- **TO DO**
From the data below, return all lines holding the string "VENC".

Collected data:

====

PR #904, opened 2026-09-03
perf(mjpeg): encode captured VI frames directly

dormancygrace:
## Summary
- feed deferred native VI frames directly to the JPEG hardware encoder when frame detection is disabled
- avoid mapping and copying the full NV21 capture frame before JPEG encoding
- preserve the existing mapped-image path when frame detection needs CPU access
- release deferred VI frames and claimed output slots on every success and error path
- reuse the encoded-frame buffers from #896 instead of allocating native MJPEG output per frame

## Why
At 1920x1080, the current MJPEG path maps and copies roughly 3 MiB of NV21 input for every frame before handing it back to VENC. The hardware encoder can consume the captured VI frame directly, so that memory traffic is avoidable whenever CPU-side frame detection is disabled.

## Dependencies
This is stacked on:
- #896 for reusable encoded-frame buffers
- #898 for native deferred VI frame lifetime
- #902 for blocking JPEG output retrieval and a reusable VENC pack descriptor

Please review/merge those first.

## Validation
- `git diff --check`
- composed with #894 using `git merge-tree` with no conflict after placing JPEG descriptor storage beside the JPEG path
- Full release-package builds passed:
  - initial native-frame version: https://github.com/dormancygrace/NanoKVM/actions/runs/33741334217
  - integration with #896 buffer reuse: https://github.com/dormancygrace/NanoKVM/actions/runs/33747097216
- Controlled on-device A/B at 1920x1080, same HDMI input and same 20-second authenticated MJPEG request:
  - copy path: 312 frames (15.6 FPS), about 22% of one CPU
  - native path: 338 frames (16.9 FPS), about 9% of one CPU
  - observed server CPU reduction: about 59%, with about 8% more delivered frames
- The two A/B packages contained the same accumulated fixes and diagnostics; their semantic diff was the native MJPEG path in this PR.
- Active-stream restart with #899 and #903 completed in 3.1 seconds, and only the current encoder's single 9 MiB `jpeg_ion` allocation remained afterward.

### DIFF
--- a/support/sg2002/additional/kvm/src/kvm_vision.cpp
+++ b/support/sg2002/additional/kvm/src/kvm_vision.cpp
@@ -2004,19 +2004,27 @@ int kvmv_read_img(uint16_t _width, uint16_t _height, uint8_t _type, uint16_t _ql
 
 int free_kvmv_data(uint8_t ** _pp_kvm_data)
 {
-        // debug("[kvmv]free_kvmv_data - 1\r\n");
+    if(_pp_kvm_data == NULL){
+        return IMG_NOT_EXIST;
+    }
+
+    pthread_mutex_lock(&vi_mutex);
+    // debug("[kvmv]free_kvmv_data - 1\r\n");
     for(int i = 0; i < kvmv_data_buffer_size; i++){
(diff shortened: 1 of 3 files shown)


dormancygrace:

====

- **RESULT FOR THIS EXERCISE**
At 1920x1080, the current MJPEG path maps and copies roughly 3 MiB of NV21 input for every frame before handing it back to VENC. The hardware encoder can consume the captured VI frame directly, so that memory traffic is avoidable whenever CPU-side frame detection is disabled.
- #902 for blocking JPEG output retrieval and a reusable VENC pack descriptor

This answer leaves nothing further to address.